_The task_.
Please write out, exactly as given, every line of the entries below up to and including the line with "Refactored the filter".
========================================================================
PR #327, opened 2026-02-25
feat: add filter_config in selected_streams

deepanshupal09-datazip:
# Description

Refactored the filter payload strategy to support a new structured `filter_config` JSON field for jobs on source versions >= v0.6.0, while fully preserving the existing legacy filter string for older jobs.

- Uses `filter_config` only when source version >= v0.6.0 and no selected stream already carries a non-empty legacy `filter` string
- Existing jobs with a legacy `filter` string stay on the legacy path unconditionally, even if the source version is >= v0.6.0
- Add `filter_config` conditon value validation and type conversions according to column types
- show namespace and stream name too in error.

## Type of change

# How Has This Been Tested?

- [x] Tested for old jobs, `filter_config` is not present
- [x] Tested for old job with source version upgraded, `filter_config` is not present. 
- [x] Tested for new jobs created with source version >= 0.6.0, `filter_config` is present, and `filter` is not being sent.
- [x] Tested for new jobs in edit flow, `filter_config` is being correctly passed in the payload 

# Screenshots or Recordings


ui/src/types/streamTypes.ts
```diff
@@ -12,9 +12,15 @@ export type FilterOperator = "=" | "!=" | ">" | "<" | ">=" | "<="
...
 
 export type FilterCondition = {
-	columnName: string
+	column: string
 	operator: FilterOperator
-	value: string
+	value: string | null
+}
+
+export interface FilterConfigCondition {
```
vishalm0509: Why `FilterCondition` and `FilterConfigCondition`. Can we think of a way to use the same ?

ui/src/utils/utils.ts
```diff
@@ -649,14 +652,88 @@ export const handleSpecResponse = (
 	}
 }
 
-// Returns a copy of the selected streams map with all disabled streams removed
+// Casts a single filter condition's value to the appropriate native type
+// (number, boolean, object, array) based on the column's type schema.
+export const castFilterConditionValue = (
+	cond: FilterConfigCondition,
+	columnSchema?: { type: string | string[] },
```
vishalm0509: When can the type be a `string`. Even for one type it's an array right.

Example:
```json
    "FirstName": {
                            "type": [
                                "string"
                            ],
                            "destination_column_name": "firstname"
                        }
```

ui/src/utils/utils.ts
```diff
@@ -649,14 +652,88 @@ export const handleSpecResponse = (
...
+		case "integer_small":
+		case "integer":
+			castValue = castValue === "" ? null : parseInt(castValue, 10)
+			break
+		case "number_small":
+		case "number":
+			castValue = castValue === "" ? null : parseFloat(castValue)
+			break
+		case "boolean":
+			castValue = castValue === "true"
```
vishalm0509: What if the user enters `TRUE`, `True`

ui/src/utils/utils.ts
```diff
@@ -649,14 +652,88 @@ export const handleSpecResponse = (
...
+	Object.keys(selectedStreams).forEach(key => {
+		result[key] = selectedStreams[key].filter(stream => !stream.disabled)
+	})
+
+	return result
+}
+
+// Applies type casting to filter_config values for their correct native types
+export const formatSelectedStreamsPayload = (
+	selectedStreams: { [key: string]: SelectedStream[] },
```
vishalm0509: We are using this type in multiple places right, can we create a type for it ?

ui/src/utils/utils.ts
```diff
@@ -649,14 +652,88 @@ export const handleSpecResponse = (
...
+): { [key: string]: SelectedStream[] } => {
+	const filteredStreams = getSelectedStreams(selectedStreams)
+
+	const typeSchemaByName = new Map(
+		streams?.map(s => [s.stream.name, s.stream.type_schema?.properties]) ?? [],
+	)
+
 	return Object.fromEntries(
-		Object.entries(selectedStreams).map(([key, streams]) => [
+		Object.entries(filteredStreams).map(([key, nsStreams]) => [
```
vishalm0509: what is `nsStream`, can we name it more explicit ?

ui/src/utils/utils.ts
```diff
@@ -649,14 +652,88 @@ export const handleSpecResponse = (
...
+
+	return result
+}
+
+// Applies type casting to filter_config values for their correct native types
+export const formatSelectedStreamsPayload = (
+	selectedStreams: { [key: string]: SelectedStream[] },
+	streams?: StreamData[],
+): { [key: string]: SelectedStream[] } => {
+	const filteredStreams = getSelectedStreams(selectedStreams)
```
vishalm0509: Why is this `filteredStreams` we aren't filtering anything right

ui/src/utils/utils.ts
```diff
@@ -649,14 +652,88 @@ export const handleSpecResponse = (
...
+
+	const typeSchemaByName = new Map(
+		streams?.map(s => [s.stream.name, s.stream.type_schema?.properties]) ?? [],
+	)
```
vishalm0509: There can be same streamName across different namespaces. So can we format key as `namespace.streamName` this is how we use ID (key) in OLake CLI as well.

ui/src/utils/utils.ts
```diff
@@ -667,12 +744,144 @@ export const validateFilter = (filter: string): boolean => {
...
+): boolean => {
+	const typeArray = Array.isArray(type) ? type : [type]
+	if (typeArray.length === 0) return false
+
+	const v = value === null ? "" : String(value)
+
+	return typeArray.some(t => {
+		switch (t) {
+			case "null":
+				return value === null || v === "<null>"
```
vishalm0509: Please check when can `type` be just `string`.

ui/src/utils/utils.ts
```diff
@@ -667,12 +744,144 @@ export const validateFilter = (filter: string): boolean => {
...
+
+			case "array": {
+				try {
+					return Array.isArray(JSON.parse(v))
+				} catch {
+					return false
+				}
+			}
+
+			case "object": {
```
vishalm0509: Do we need to handle `TRUE/FALSE/true/false`, did you discuss with @vikaxsh

ui/src/utils/utils.ts
```diff
@@ -667,12 +744,144 @@ export const validateFilter = (filter: string): boolean => {
...
+// Validates a structured filter_config object.
+// Returns null if valid, or a descriptive error string.
+export const validateFilterConfig = (
+	filterConfig: FilterConfig,
+	streamName: string,
+	namespace: string,
+	typeSchemaProperties?: Record<string, { type: string | string[] }>,
+): string | null => {
+	const streamPrefix = `[${namespace}.${streamName}]`
+
```
vishalm0509: though this case won't happen, we need to fail here right

ui/src/utils/utils.ts
```diff
@@ -667,12 +744,144 @@ export const validateFilter = (filter: string): boolean => {
...
+	return typeArray.some(t => {
+		switch (t) {
+			case "null":
+				return value === null || v === "<null>"
+
+			case "integer_small":
+			case "integer":
+				return /^-?\d+$/.test(v) && Number.isInteger(Number(v))
+
```
vishalm0509:
```suggestion
	const raw = value === null ? "" : String(value).trim()
```

ui/src/utils/utils.ts
```diff
@@ -667,12 +744,144 @@ export const validateFilter = (filter: string): boolean => {
...
+	for (const cond of filterConfig.conditions) {
+		if (typeof cond.column !== "string" || cond.column.trim() === "") {
+			return `${streamPrefix} Filter condition is missing a column`
+		}
+		// Values can be null if the schema allows it, but they cannot be missing/undefined entirely
+		if (cond.value === undefined) {
+			return `${streamPrefix} Filter condition for "${cond.column}" is missing a value`
+		}
+
+		// Type-aware validation when schema is available
```
vishalm0509: Instead of this can we return Error if there's an error ?

ui/src/utils/utils.ts
```diff
@@ -667,12 +744,144 @@ export const validateFilter = (filter: string): boolean => {
...
+export const validateStreams = (
+	selections: { [key: string]: SelectedStream[] },
+	streams?: StreamData[],
+): string | null => {
+	// Map typeSchemaProperties by stream name for quick lookup
+	const typeSchemaByName = new Map(
+		streams?.map(s => [s.stream.name, s.stream.type_schema?.properties]) ?? [],
 	)
+
+	for (const [namespace, nsStreams] of Object.entries(selections)) {
```
vishalm0509: this part has high potential of refactor. 

```ts
export const validateFilterConfig = (
	filterConfig: FilterConfig,
	streamName: string,
	namespace: string,
	typeSchemaProperties?: Record<string, { type: string | string[] }>,
): string | null => {
	const streamPrefix = `[${namespace ? `${namespace}.` : ""}${streamName}]`

	if (!filterConfig.conditions || filterConfig.conditions.length === 0) {
		return `${streamPrefix} Filter conditions cannot be empty`
	}

	for (const cond of filterConfig.conditions) {
		if (typeof cond.column !== "string" || cond.column.trim() === "") {
			return `${streamPrefix} Filter condition is missing a column`
		}

		// Value can be null, but must not be undefined.
		if (cond.value === undefined) {
			return `${streamPrefix} Filter condition for "${cond.column}" is missing a value`
		}

		if (!typeSchemaProperties) continue

		const columnSchema = typeSchemaProperties[cond.column]
		if (!columnSchema) continue

		const typeArray = Array.isArray(columnSchema.type)
			? columnSchema.type
			: [columnSchema.type]

		if (isValueValidForTypes(cond.value, typeArray)) continue

		const nonNullTypes = typeArray.filter(t => t !== "null")
		const expectedTypes = (nonNullTypes.length ? nonNullTypes : ["null"]).join(" | ")

		return `${streamPrefix} Invalid value "${cond.value}" for column "${cond.column}" — expected type: ${expectedTypes}`
	}

	return null
}
```

--- 

Here is an example for reference

ui/src/utils/utils.ts
```diff
@@ -649,14 +652,88 @@ export const handleSpecResponse = (
 	}
 }
 
-// Returns a copy of the selected streams map with all disabled streams removed
+// Casts a single filter condition's value to the appropriate native type
+// (number, boolean, object, array) based on the column's type schema.
+export const castFilterConditionValue = (
```
vishalm0509: There's a lot of util for filter now. I am thinking of creating a `utils/filter.go`. What do you say ?

ui/src/utils/utils.ts
```diff
@@ -667,12 +744,144 @@ export const validateFilter = (filter: string): boolean => {
...
+
+// Returns null if all stream filters are valid, or a descriptive error string.
+export const validateStreams = (
+	selections: { [key: string]: SelectedStream[] },
+	streams?: StreamData[],
+): string | null => {
+	// Map typeSchemaProperties by stream name for quick lookup
+	const typeSchemaByName = new Map(
+		streams?.map(s => [s.stream.name, s.stream.type_schema?.properties]) ?? [],
 	)
```
vishalm0509: same here. `namespace.streamName`

ui/src/utils/utils.ts
```diff
@@ -667,12 +744,144 @@ export const validateFilter = (filter: string): boolean => {
...
+				).join(" | ")
+				return `${streamPrefix} Invalid value "${cond.value}" for column "${cond.column}" — expected type: ${expectedTypes}`
+			}
+		}
+	}
+
+	return null
+}
+
+// Returns null if all stream filters are valid, or a descriptive error string.
```
vishalm0509: This function is a general validator right, not just for filter. So we need to update the comment accordingly. Also there's the same kinda comment in another function please check

ui/src/modules/jobs/pages/JobEdit.tsx
```diff
@@ -361,10 +365,12 @@ const JobEdit: React.FC = () => {
 			return
 		}
 
-		if (
-			!validateStreams(getSelectedStreams(selectedStreams.selected_streams))
-		) {
-			message.error("Filter Value cannot be empty")
+		const filterError = validateStreams(
```
vishalm0509: validateStreams is general right, so having a var name as  `filterError` is misleading

ui/src/modules/jobs/pages/JobEdit.tsx
```diff
@@ -373,8 +379,9 @@ const JobEdit: React.FC = () => {
 				jobId,
 				JSON.stringify({
 					...selectedStreams,
-					selected_streams: getSelectedStreams(
-						selectedStreams.selected_streams,
+					selected_streams: formatSelectedStreamsPayload(
+						getSelectedStreams(selectedStreams.selected_streams),
+						selectedStreams.streams,
 					),
```
vishalm0509: We are using `formatSelectStreamsPayload` and `getSelectedStreams` which both returns the same and used in multiple places. Can we use once instead where we format also. Now there's a confusion as to when to use what. If there's one, it will be simple. Think about it

ui/src/modules/jobs/pages/streams/StreamConfiguration.tsx
```diff
@@ -61,14 +62,17 @@ const StreamConfiguration = ({
...
 	onFullLoadFilterChange,
+	onFilterConfigChange,
 	fromJobEditFlow = false,
 	initialSelectedStreams,
 	destinationType = DESTINATION_INTERNAL_TYPES.S3,
 	onIngestionModeChange,
 	onSelectedColumnChange,
 	sourceType,
 }: ExtendedStreamConfigurationProps) => {
+	const useFilterConfig = typeof onFilterConfigChange === "function"
```
vishalm0509: can we check if not `undefined` here ?

ui/src/modules/jobs/pages/streams/StreamConfiguration.tsx
```diff
@@ -194,7 +198,26 @@ const StreamConfiguration = ({
...
 		}
-		// Parse initial filter if exists
+
+		if (useFilterConfig) {
+			if (initialFilterConfig && initialFilterConfig.conditions.length > 0) {
+				setMultiFilterCondition({
+					conditions: initialFilterConfig.conditions,
+					logicalOperator: initialFilterConfig.logical_operator,
+				})
+				setFullLoadFilter(true)
```
vishalm0509: Why is it named `fullLoadFilter` ? Now filter is for All modes

ui/src/modules/jobs/pages/streams/StreamConfiguration.tsx
```diff
@@ -365,20 +388,28 @@ const StreamConfiguration = ({
 		setMultiFilterCondition({
 			conditions: [
 				{
-					columnName: "",
+					column: "",
 					operator: "=",
-					value: "",
+					value: null,
```
vishalm0509: in legacy we didn't allow `null` (staging). Now we are allowing, have you checked it doesn't break anything and backward compatibility is maintained ?

vishalm0509: - legacy (filter string): use ""
- new (filter_config): allow null
And ensure legacy string building never runs with null.

ui/src/modules/jobs/utils/streams.ts
```diff
@@ -114,3 +115,18 @@ export function isColumnEnabled(
...
+export function shouldUseFilterConfig(
+	selectedStreams: SelectedStreamsByNamespace,
+	sourceVersion: string,
+): boolean {
+	if (!sourceVersion || !semver.valid(sourceVersion)) return false
+	if (!semver.gte(sourceVersion, MIN_JSON_FILTER_VERSION)) return false
+
+	// If ANY stream already carries a legacy filter string, keep legacy path.
+	return !Object.values(selectedStreams).some(streams =>
+		streams.some(s => typeof s.filter === "string" && s.filter !== ""),
```
vishalm0509:
```suggestion
		streams.some(s => typeof s.filter === "string" && s.filter.trim() !== ""),
```

ui/src/utils/utils.ts
deepanshupal09-datazip: we are filtering out disabled streams, so that we dont try to typecast filter config value of disabled streams.

ui/src/utils/utils.ts
deepanshupal09-datazip: it is handled by `default` case, because anything entered in a textbox is `string`. if you want I can add `case: "string"` for better readibility.

ui/src/utils/utils.ts
deepanshupal09-datazip: which case?

ui/src/utils/utils.ts
deepanshupal09-datazip: you mean like `new Error()`?
we already return error message if error and `null` if no error

ui/src/modules/jobs/pages/streams/StreamConfiguration.tsx
deepanshupal09-datazip: yes, the filter_regex makes sure that empty value is not passed

ui/src/types/streamTypes.ts
deepanshupal09-datazip: done, removed `FilterCondition` now.

ui/src/utils/utils.ts
deepanshupal09-datazip: using `toLowerCase()` now.

ui/src/utils/utils.ts
deepanshupal09-datazip: done, using existing `SelectedStreamsByNamespace`.

ui/src/utils/utils.ts
deepanshupal09-datazip: done

ui/src/utils/utils.ts
deepanshupal09-datazip: done, using `namespace.steamName` format now

ui/src/utils/utils.ts
deepanshupal09-datazip: done, it can be case insensitive.

ui/src/utils/utils.ts
deepanshupal09-datazip: done

ui/src/utils/utils.ts
deepanshupal09-datazip: done, moved to `utils/filterUtils.ts`

ui/src/utils/utils.ts
deepanshupal09-datazip: done

ui/src/utils/utils.ts
deepanshupal09-datazip: done

ui/src/modules/jobs/pages/JobEdit.tsx
deepanshupal09-datazip: done

ui/src/modules/jobs/pages/JobEdit.tsx
deepanshupal09-datazip: now using only `formatSelectStreamsPayload` in components, `getSelectedStreams` is now being used internally in the utils function itself.

ui/src/modules/jobs/pages/streams/StreamConfiguration.tsx
deepanshupal09-datazip: done

ui/src/modules/jobs/pages/streams/StreamConfiguration.tsx
deepanshupal09-datazip: changed to `filter`

ui/src/utils/utils.ts
deepanshupal09-datazip: done

ui/src/modules/jobs/utils/streams.ts
deepanshupal09-datazip: done

ui/src/utils/utils.ts
```diff
@@ -649,30 +654,91 @@ export const handleSpecResponse = (
...
+	const result: SelectedStreamsByNamespace = {}
+
+	Object.keys(selectedStreams).forEach(key => {
+		result[key] = selectedStreams[key].filter(stream => !stream.disabled)
+	})
+
+	return result
+}
+
+// Applies type casting to filter_config values for their correct native types
```
vishalm0509: This is a generic utils and not just for filter, can we generalize the comment

ui/src/utils/utils.ts
```diff
@@ -649,30 +654,91 @@ export const handleSpecResponse = (
 	}
 }
 
-// Returns a copy of the selected streams map with all disabled streams removed
-export const getSelectedStreams = (selectedStreams: {
-	[key: string]: SelectedStream[]
-}): { [key: string]: SelectedStream[] } => {
+// Filters out disabled streams
+export const getSelectedStreams = (
```
vishalm0509: Don't export it if it's meant to be internal to utils.

ui/src/utils/filterUtils.ts
```diff
@@ -0,0 +1,150 @@
...
+	if (!filter.trim()) return false
+	return FILTER_REGEX.test(filter.trim())
+}
+
+// Validates if value is compatible with any given DataType.
+// Explicitly handles "null" values by checking if the column schema allows it.
+// Converts other values to string internally to handle native types safely.
+export const isValueValidForTypes = (
+	value: any,
+	type: string | string[],
```
vishalm0509: type will always be a `[]string` not just string.

ui/src/utils/utils.ts
vishalm0509: If error, why do we return string, shouldn't we return `Error`

ui/src/utils/utils.ts
vishalm0509: It will always be a `[]string`

ui/src/utils/utils.ts
deepanshupal09-datazip: we can, but then we will have to add `try catch` blocks wherever we use it, this approach looks more cleaner to me and for a validation check, I think its fine.

ui/src/utils/filterUtils.ts
deepanshupal09-datazip: done

ui/src/utils/utils.ts
deepanshupal09-datazip: done

ui/src/utils/utils.ts
deepanshupal09-datazip: done

ui/src/utils/utils.ts
deepanshupal09-datazip: removed `string`

vishalm0509 (dismissed):

ui/src/modules/ingestion/features/jobs/utils/streams.ts
```diff
@@ -221,3 +289,18 @@ export const getCursorFieldValues = (
 		fallback: fallback || "",
 	}
 }
+
+// Returns true if filter_config (JSON) should be used instead of the legacy filter string.
+// Requires source >= v0.4.1 AND no selected stream already carries a non-empty legacy filter.
```
vishalm0509: We need to update the comment to the correct source

deepanshupal09-datazip: done

vishalm0509 (approved):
========================================================================
_Response to the task_.
PR #327, opened 2026-02-25
feat: add filter_config in selected_streams

deepanshupal09-datazip:
# Description

Refactored the filter payload strategy to support a new structured `filter_config` JSON field for jobs on source versions >= v0.6.0, while fully preserving the existing legacy filter string for older jobs.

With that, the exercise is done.